Cutaneous involvement in Hodgkin lymphoma (HL) is a rare finding. Few cases have been reported in literature, most describing paraneoplastic manifestations. Only very few papers have described primary HL skin infiltration, reporting a wide range of clinical presentations that frequently include ulcers; plaques, nodules and papules have also been noticed.


We report the case of a 56-year-old man who presented fever, multiple adenomegalies of neck and axilla and thick serpiginous skin lesions involving bilateral pectoral regions. After an initial diagnostic workup for a suspected active infectious disease, a lymph node biopsy was performed, which showed a neoplastic invasion from a mixed cellularity classical HL. The same histological pattern was described in a cutaneous biopsy of the chest lesions. The other staging procedures performed revealed an advanced disease, with unfavourable clinical prognostic features. The patient was prescribed 6 cycles of ABVD chemotherapy scheme (doxorubicin, bleomycin, vinblastine, dacarbazine), a regiment that requires demonstration of metabolic response achievement at the interim PET/CT scan to confirm continuation or to change therapeutic strategy.

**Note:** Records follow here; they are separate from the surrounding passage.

PR #4694, opened 2026-08-25
feat(components/tiles)!: tile dashboard remains multi-column at the sm breakpoint

Blackbaud-ErikaMcVey:
## What changed

The tile dashboard collapsed to its single-column layout at both `xs` and `sm`. It now collapses only at `xs` (≤767px), so dashboards render multi-column from 768px up.

Three predicates gated on `sm`, all now keyed on `xs` alone:

- `tile-dashboard.service.ts` — the `#mode` computed. This is the one that actually moves tiles between the single- and multi-column layouts; drag/drop targets, keyboard navigation, and config persistence all read from it.
- `tile-dashboard.component.ts` — the layout class. Both branches ended up on the same condition, so the two `if`/`else` blocks collapse into one expression.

Skin involvement in HL is a rare finding and may represent a challenging clinical presentation due to extremely various types of lesions observed.

Key Words: Hodgkin lymphoma, Skin lesions, Advanced stage, ABVD, Case report

Core tip: We report the case of a 56-year-old man presenting with neck and armpits swelling, fever and thick cutaneous chest lesions. Active infectious disease was ruled out and a lymph node biopsy was carried out, diagnostic for Hodgkin lymphoma (HL). Histological examination of pectoral cutaneous serpiginous plaques resulted positive for the same haematological malignancy infiltration. Skin involvement in HL is a rare finding, with main clinical manifestations being ulcers, papules and nodules. We describe this peculiar finding to underline the need for a correct differential diagnosis, especially for other malignancies and infectious disorders.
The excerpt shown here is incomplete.